• What is needed
Find the line with "This is not ideal." and the line with "All are converted to rio now." in the entries below; output exactly those two lines, every line between them, and no others.

(Supplied data Opens)

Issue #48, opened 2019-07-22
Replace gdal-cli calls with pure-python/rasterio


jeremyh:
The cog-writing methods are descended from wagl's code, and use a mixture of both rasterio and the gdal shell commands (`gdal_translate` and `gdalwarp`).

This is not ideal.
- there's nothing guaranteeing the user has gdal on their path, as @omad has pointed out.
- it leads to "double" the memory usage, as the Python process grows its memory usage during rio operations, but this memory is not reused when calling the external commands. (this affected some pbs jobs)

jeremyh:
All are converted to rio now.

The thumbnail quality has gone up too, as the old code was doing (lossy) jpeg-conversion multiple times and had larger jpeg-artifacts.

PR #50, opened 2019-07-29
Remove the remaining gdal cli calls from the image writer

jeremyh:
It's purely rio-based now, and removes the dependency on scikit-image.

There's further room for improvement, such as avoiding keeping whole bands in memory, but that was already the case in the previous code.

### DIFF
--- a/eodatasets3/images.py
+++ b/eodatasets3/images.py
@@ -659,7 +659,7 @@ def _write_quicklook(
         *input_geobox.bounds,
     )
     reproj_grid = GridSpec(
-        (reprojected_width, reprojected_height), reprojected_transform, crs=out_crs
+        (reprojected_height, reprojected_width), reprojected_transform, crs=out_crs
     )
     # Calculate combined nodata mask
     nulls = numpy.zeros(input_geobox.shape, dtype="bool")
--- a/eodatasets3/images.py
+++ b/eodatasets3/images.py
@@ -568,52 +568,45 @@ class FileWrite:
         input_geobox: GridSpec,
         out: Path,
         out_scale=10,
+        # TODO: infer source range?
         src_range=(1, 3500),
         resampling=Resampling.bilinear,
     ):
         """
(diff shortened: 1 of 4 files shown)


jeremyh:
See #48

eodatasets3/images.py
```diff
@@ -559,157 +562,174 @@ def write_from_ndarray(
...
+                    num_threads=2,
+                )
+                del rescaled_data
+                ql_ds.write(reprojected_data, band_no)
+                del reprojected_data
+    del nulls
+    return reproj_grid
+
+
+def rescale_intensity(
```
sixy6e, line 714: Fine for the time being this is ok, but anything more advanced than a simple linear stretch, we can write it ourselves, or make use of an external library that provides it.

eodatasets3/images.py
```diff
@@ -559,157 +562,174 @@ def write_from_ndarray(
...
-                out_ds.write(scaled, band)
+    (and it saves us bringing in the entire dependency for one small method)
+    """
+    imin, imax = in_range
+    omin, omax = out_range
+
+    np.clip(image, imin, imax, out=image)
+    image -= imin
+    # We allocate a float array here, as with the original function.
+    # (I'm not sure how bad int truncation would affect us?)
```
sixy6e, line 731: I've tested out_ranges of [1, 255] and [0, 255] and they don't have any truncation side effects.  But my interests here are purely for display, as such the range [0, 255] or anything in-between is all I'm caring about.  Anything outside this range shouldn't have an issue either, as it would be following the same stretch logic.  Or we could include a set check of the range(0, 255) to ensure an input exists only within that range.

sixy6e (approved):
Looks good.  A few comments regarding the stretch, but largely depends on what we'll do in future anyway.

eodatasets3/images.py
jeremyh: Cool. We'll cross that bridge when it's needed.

(Supplied data Closes)

• Result for this exercise
This is not ideal.
- there's nothing guaranteeing the user has gdal on their path, as @omad has pointed out.
- it leads to "double" the memory usage, as the Python process grows its memory usage during rio operations, but this memory is not reused when calling the external commands. (this affected some pbs jobs)

jeremyh:
All are converted to rio now.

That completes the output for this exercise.